# If you opt for voluntary redundancy can you get jobseekers benefit right away?



## finbar

Can some one tell me if you opt for voluntary redundancy can you get jobseekers benefit straight away?


----------



## MAM69

*Re: Voluntary redundancy*

It depends on the gross amount of your redundancy payment. I think if it is under €50000 you are entitled to it straight away otherwise it depends on the gross amount you received how many weeks you have to wait for it. Have a look at oasis.gov.ie for more info.


----------



## finbar

*Re: Voluntary redundancy*

We are looking at an average 20,000 in redundancy payments.
If you have recieved redundancy before would this affect
your entitlement to redundancy?


----------



## MAM69

*Re: Voluntary redundancy*

As far as I know you will be eligible for the Jobseeksers Benefit straight away. Statutory redundancy is tax free which works out at 2 weeks pay per year of employment. How you are taxed on the non statutory part of your lump sum will probably take into account the fact that you have received redundancy already. Have a look at revenue.ie it gives example on how your lump sum will be taxed


----------



## ClubMan

*Re: Voluntary redundancy*

See here on the taxation issue:

[broken link removed]

The main thing that matters for _Jobseekers Benefit _is your _PRSI _contribution history - see here. Either way you should sign on immediately at least so that you get _PRSI _credits while unemployed. 

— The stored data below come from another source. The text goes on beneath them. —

PR #1069, opened 2017-11-10
Set CPU/Memory in both config and hostconfig

### LINKED ISSUE #616: Memory limit not enforced on Windows
Containers on Windows are showing up with `"Memory": 0` even when a memory limit is configured in the task definition.  This appears to be related to the `Memory` field moving from `Config` to `HostConfig` in API version 1.18.

On Linux, compatibility is maintained through [reading from both `Config` fields and `HostConfig`](https://github.com/docker/docker/blob/b248de7e332b6e67b08a8981f68060e6ae629ccf/runconfig/config_unix.go), but [Windows omits that code](https://github.com/docker/docker/blob/b248de7e332b6e67b08a8981f68060e6ae629ccf/runconfig/config_windows.go).  See a [1.17 example](https://github.com/docker/docker/blob/b248de7e332b6e67b08a8981f68060e6ae629ccf/runconfig/fixtures/unix/container_config_1_17.json#L5) versus a [1.19 example](https://github.com/docker/docker/blob/b248de7e332b6e67b08a8981f68060e6ae629ccf/runconfig/fixtures/unix/container_config_1_19.json#L35) to see how the field moved.

This is related to other API compatibility issues as noted in https://github.com/docker/docker/issues/27601.

richardpen:
### Summary

Fix #616 
### Implementation details

Set the CPU and memory in both Docker Config and HostConfig
### Testing

- [x] Manually tested on windows

New tests cover the changes: 

### Licensing

### DIFF
--- a/CHANGELOG.md
+++ b/CHANGELOG.md
@@ -5,6 +5,7 @@
 * Feature - Enable support for task level CPU and memory constraints.
 * Bug - Fixed a bug where a task can be blocked in creating state. [#1048](https://github.com/aws/amazon-ecs-agent/pull/1048)
 * Bug - Fixed dynamic HostPort in container metadata. [#1052](https://github.com/aws/amazon-ecs-agent/pull/1052)
+* Bug - Fixed bug on Windows where container memory limits are not enforced. [#1069](https://github.com/aws/amazon-ecs-agent/pull/1069)
 
 ## 1.15.0
 * Feature - Support for provisioning tasks with ENIs.
--- a/agent/api/task.go
+++ b/agent/api/task.go
@@ -485,12 +485,7 @@ func (task *Task) SetConfigHostconfigBasedOnVersion(container *Container, config
 		return err
 	}
 
-	dockerAPIVersion_1_18, err := docker.NewAPIVersion("1.18")
-	if err != nil {
-		seelog.Errorf("Creating docker api version 1.18 failed, err: %v", err)
-		return err
-	}
-
+	dockerAPIVersion_1_18 := docker.APIVersion([]int{1, 18})
 	if dockerAPIVersion.GreaterThanOrEqualTo(dockerAPIVersion_1_18) {
 		// Set the memory and cpu in host config
 		if hc != nil {
--- a/agent/api/task.go
+++ b/agent/api/task.go
@@ -26,6 +26,7 @@ import (
 	"github.com/aws/amazon-ecs-agent/agent/config"
 	"github.com/aws/amazon-ecs-agent/agent/credentials"
 	"github.com/aws/amazon-ecs-agent/agent/ecscni"
+	"github.com/aws/amazon-ecs-agent/agent/engine/dockerclient"
 	"github.com/aws/amazon-ecs-agent/agent/engine/emptyvolume"
 	"github.com/aws/amazon-ecs-agent/agent/utils/ttime"
 	"github.com/aws/aws-sdk-go/aws/arn"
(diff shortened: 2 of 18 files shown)


agent/api/task.go
```diff
@@ -464,6 +464,25 @@ func (task *Task) dockerConfig(container *Container) (*docker.Config, *DockerCli
 	return config, nil
 }
 
+// SetConfigHostConfigCommonFileds sets the same fields in both Config and HostConfig for backward compatibility
+func (task *Task) SetConfigHostConfigCommonFileds(container *Container, config *docker.Config, hc *docker.HostConfig) {
```
vsiddharth: nit: typo s/SetConfigHostConfigCommonFileds/SetConfigHostConfigCommonFields

agent/api/task.go
```diff
@@ -464,6 +464,25 @@ func (task *Task) dockerConfig(container *Container) (*docker.Config, *DockerCli
...
+	// Convert MB to B
+	dockerMem := int64(container.Memory * 1024 * 1024)
```
vsiddharth: I think we have a const (`bytesPerMegabyte`) for this multiplier in `task_unix.go`. 
Could be moved and reused if necessary.

CHANGELOG.md
```diff
@@ -5,6 +5,7 @@
 * Feature - Enable support for task level CPU and memory constraints.
 * Bug - Fixed a bug where a task can be blocked in creating state. [#1048](https://github.com/aws/amazon-ecs-agent/pull/1048)
 * Bug - Fixed dynamic HostPort in container metadata. [#1052](https://github.com/aws/amazon-ecs-agent/pull/1052)
+* Bug - Fixed bug on windows where container memory limits isn't enforced. [#1069](https://github.com/aws/amazon-ecs-agent/pull/1069)
```
samuelkarp: s/windows/Windows/
s/isn't/are not/

agent/api/task.go
```diff
@@ -464,6 +464,25 @@ func (task *Task) dockerConfig(container *Container) (*docker.Config, *DockerCli
...
+	if dockerMem != 0 && dockerMem < DockerContainerMinimumMemoryInBytes {
+		dockerMem = DockerContainerMinimumMemoryInBytes
+	}
+	cpuShare := task.dockerCPUShares(container.CPU)
```
samuelkarp: Do we really want to set CPU in both?

richardpen: Based on this [commit](https://github.com/moby/moby/commit/837eec064d2d40a4d86acbc6f47fada8263e0d4c), it looks like the memory and cpu are both moved to HostConfig, I will modify this only be set when the api version is <1.18

agent/api/task_windows.go
```diff
@@ -28,6 +29,8 @@ const (
 	memorySwappinessDefault = -1
 )
 
+var cpus = runtime.NumCPU() * 1024
```
samuelkarp: How about "cpuShareScaleFactor"?

agent/api/task.go
```diff
@@ -464,6 +468,47 @@ func (task *Task) dockerConfig(container *Container) (*docker.Config, *DockerCli
...
+
+	// Docker copied Memory and cpu field into hostconfig in 1.6 with api version(1.18)
+	// https://github.com/moby/moby/commit/837eec064d2d40a4d86acbc6f47fada8263e0d4c
+	dockerAPIVersion, err := docker.NewAPIVersion(string(apiVersion))
+	if err != nil {
+		seelog.Errorf("Creating docker api version failed, err: %v", err)
+		return err
+	}
+
+	dockerAPIVersion_1_18, err := docker.NewAPIVersion("1.18")
```
samuelkarp: `APIVersion` is just `[]int`.  I think you could do this:

```go
var dockerAPIVersion_1_18 := APIVersion([]int{1,18})
```

That gets rid of your `err`.

agent/api/task.go
```diff
@@ -464,6 +468,47 @@ func (task *Task) dockerConfig(container *Container) (*docker.Config, *DockerCli
...
+	if err != nil {
+		seelog.Errorf("Creating docker api version 1.18 failed, err: %v", err)
+		return err
+	}
+
+	if dockerAPIVersion.GreaterThanOrEqualTo(dockerAPIVersion_1_18) {
```
petderek: should we log in an `else` case?

agent/engine/dockerclient/dockerclientfactory.go
```diff
@@ -106,6 +110,18 @@ func (f *factory) FindKnownAPIVersions() []DockerVersion {
 	return knownVersions
 }
 
+// FindClientAPIVersion returns the version of the client from the map
+// TODO we should let go docker client return this version information
```
petderek: the TODO seems like a better option, whats stopping us from doing that?

richardpen: go dockerclient doesn't support this today, we need contribute and update.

Don't forget to claim tax back if applicable:

Form P50 -            First Claim for Repayment During Unemployment


----------



## bond-007

*Re: Voluntary redundancy*

If you take voluntary redundancy are you not treated as leaving your job and thus barred for 9 weeks from payment of benefits?


----------



## mmclo

Job Seekers Benefit...are you sure you're in the right country??


----------



## ClubMan

What do you mean? _Unemployment Benefit/Assistance _were renamed Jobseekers Benefit/Assistance here in _Ireland _a while back.


----------



## bond-007

Something that was kept fairly quiet imho.


----------



## ClubMan

bond-007 said:


> Something that was kept fairly quiet imho.


At least they haven't renamed the department itself for a few years! Maybe after the next election?


----------



## Welfarite

The renaming of unemployment payments to "jobseekers" is intended, I think, to put a positive spin on things: in other words "we are paying you to seek work not because you are unemployed". Wait until the National Development Plan kicks in and all "jobseekers" will be asked to do training, educate themselves or lose their entitlements!


----------